── Records for this task ──

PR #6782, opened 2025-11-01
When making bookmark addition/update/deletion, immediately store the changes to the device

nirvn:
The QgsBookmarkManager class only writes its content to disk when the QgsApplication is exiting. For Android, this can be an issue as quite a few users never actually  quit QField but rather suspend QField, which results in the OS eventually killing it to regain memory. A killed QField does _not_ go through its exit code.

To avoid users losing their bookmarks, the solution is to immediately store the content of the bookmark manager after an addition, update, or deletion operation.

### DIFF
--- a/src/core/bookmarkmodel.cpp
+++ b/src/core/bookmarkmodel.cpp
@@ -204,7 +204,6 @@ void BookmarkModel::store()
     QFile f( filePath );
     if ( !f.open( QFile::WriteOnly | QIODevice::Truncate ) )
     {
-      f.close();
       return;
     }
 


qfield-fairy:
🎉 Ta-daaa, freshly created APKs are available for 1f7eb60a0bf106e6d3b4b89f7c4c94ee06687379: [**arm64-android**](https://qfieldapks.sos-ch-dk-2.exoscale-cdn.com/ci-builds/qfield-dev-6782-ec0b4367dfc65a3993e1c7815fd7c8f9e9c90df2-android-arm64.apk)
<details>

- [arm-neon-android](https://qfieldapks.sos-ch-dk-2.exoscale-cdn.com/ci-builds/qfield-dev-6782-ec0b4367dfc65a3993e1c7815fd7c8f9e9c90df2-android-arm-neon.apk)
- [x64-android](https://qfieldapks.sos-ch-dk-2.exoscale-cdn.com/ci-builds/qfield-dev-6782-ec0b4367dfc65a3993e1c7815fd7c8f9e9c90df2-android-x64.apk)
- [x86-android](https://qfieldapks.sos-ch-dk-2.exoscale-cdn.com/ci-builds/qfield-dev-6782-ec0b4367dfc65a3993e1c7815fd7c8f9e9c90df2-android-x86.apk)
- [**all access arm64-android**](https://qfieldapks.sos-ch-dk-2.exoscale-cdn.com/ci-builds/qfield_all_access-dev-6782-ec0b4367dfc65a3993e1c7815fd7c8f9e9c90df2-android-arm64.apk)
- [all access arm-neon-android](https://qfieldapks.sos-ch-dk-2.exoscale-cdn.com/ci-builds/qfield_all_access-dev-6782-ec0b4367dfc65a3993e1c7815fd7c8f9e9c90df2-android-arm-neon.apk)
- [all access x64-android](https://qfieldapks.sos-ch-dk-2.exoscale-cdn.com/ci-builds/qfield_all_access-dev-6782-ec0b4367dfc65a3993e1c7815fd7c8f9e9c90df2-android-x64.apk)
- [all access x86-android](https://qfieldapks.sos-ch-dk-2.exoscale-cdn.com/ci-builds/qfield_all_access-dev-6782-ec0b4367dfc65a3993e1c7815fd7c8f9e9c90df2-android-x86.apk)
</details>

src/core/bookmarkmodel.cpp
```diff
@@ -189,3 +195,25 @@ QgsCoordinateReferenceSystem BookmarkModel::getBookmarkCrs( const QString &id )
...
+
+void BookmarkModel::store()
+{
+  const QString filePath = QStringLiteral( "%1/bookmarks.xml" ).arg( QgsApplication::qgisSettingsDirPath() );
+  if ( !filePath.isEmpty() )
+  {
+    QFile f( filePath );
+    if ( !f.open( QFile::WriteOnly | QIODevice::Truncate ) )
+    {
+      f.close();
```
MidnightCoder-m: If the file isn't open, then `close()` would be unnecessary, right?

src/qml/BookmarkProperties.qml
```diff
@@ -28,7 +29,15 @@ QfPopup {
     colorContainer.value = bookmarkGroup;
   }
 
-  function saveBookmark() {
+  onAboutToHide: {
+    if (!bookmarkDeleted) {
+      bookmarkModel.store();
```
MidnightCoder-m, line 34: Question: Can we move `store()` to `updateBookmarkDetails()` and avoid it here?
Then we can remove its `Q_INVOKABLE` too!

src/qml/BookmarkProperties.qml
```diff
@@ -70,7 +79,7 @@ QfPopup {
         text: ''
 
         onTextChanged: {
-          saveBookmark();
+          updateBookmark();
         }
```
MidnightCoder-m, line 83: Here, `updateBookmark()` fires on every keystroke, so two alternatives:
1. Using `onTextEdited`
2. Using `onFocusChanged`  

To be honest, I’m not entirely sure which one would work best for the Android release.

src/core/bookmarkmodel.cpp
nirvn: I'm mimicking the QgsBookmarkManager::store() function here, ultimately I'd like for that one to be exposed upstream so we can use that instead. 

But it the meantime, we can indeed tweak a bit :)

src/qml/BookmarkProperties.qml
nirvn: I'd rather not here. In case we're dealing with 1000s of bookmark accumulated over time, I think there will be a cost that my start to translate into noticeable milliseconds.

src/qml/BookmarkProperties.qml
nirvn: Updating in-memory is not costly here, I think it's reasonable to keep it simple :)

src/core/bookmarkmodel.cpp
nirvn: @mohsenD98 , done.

───
── Records for this task ──

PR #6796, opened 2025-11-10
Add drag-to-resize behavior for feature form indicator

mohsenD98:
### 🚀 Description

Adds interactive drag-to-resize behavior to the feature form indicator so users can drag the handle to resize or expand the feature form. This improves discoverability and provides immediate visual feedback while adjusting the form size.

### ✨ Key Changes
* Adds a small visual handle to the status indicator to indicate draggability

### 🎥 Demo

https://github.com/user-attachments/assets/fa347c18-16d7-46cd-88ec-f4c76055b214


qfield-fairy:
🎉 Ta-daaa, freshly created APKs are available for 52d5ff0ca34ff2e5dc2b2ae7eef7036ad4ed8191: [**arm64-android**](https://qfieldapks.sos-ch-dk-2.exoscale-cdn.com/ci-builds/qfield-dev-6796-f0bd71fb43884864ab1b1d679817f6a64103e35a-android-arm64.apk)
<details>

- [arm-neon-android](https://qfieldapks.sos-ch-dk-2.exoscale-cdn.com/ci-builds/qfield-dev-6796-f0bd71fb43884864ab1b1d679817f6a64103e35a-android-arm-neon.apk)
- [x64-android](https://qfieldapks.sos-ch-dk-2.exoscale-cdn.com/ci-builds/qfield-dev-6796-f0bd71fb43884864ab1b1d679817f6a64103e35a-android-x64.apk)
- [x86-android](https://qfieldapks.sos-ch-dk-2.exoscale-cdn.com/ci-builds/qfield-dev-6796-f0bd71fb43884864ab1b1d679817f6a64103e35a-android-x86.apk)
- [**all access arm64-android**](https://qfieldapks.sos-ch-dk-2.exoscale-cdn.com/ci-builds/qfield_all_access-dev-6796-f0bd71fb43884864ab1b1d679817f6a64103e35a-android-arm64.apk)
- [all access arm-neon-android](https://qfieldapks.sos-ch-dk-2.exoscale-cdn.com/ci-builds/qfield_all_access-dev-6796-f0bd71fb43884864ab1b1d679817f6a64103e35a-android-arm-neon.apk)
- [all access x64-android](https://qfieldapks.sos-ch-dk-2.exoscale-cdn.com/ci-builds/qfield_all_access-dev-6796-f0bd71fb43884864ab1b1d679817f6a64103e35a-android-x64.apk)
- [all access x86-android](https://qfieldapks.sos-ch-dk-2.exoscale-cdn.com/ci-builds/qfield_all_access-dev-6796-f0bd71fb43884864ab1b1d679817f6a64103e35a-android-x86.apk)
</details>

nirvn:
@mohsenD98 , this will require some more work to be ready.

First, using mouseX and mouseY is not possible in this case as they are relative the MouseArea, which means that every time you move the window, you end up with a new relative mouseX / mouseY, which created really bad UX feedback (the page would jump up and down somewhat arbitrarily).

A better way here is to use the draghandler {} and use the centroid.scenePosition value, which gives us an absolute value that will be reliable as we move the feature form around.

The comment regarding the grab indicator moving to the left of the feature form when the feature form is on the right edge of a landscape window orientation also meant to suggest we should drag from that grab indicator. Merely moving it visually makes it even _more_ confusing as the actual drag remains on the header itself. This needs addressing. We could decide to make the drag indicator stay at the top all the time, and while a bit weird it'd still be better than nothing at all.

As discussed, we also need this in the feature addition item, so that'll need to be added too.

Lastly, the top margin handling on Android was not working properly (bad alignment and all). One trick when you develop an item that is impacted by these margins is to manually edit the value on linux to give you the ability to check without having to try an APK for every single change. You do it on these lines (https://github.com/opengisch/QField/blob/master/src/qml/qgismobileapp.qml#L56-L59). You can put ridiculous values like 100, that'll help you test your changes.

───
── Records for this task ──

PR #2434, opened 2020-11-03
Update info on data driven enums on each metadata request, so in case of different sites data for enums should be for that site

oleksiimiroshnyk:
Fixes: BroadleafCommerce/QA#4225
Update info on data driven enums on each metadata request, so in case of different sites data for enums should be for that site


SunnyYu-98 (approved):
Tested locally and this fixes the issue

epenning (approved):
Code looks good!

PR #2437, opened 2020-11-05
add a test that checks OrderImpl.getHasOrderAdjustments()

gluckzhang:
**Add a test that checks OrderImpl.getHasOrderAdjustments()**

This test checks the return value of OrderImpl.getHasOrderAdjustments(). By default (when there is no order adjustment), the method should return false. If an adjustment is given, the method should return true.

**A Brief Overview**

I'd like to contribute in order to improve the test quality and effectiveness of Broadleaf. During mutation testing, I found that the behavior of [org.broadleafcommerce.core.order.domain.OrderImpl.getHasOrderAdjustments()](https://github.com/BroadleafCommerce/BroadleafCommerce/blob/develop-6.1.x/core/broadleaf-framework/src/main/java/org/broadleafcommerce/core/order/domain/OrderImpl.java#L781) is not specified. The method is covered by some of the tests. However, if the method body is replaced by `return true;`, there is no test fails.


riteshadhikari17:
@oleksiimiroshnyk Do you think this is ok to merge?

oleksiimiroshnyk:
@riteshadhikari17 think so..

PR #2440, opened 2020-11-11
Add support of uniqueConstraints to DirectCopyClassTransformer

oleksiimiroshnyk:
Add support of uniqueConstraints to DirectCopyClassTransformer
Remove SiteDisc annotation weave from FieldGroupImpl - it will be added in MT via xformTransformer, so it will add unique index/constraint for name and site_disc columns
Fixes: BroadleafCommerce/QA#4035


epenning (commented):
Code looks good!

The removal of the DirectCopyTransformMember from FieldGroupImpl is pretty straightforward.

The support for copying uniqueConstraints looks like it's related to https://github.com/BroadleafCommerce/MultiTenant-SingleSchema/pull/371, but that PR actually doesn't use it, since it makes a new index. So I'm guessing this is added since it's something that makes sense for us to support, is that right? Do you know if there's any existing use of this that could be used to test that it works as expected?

───

### [Problem statement]
Look through the records and copy every line that has the word "actually".

### [Response to the exercise]
The QgsBookmarkManager class only writes its content to disk when the QgsApplication is exiting. For Android, this can be an issue as quite a few users never actually  quit QField but rather suspend QField, which results in the OS eventually killing it to regain memory. A killed QField does _not_ go through its exit code.
The support for copying uniqueConstraints looks like it's related to https://github.com/BroadleafCommerce/MultiTenant-SingleSchema/pull/371, but that PR actually doesn't use it, since it makes a new index. So I'm guessing this is added since it's something that makes sense for us to support, is that right? Do you know if there's any existing use of this that could be used to test that it works as expected?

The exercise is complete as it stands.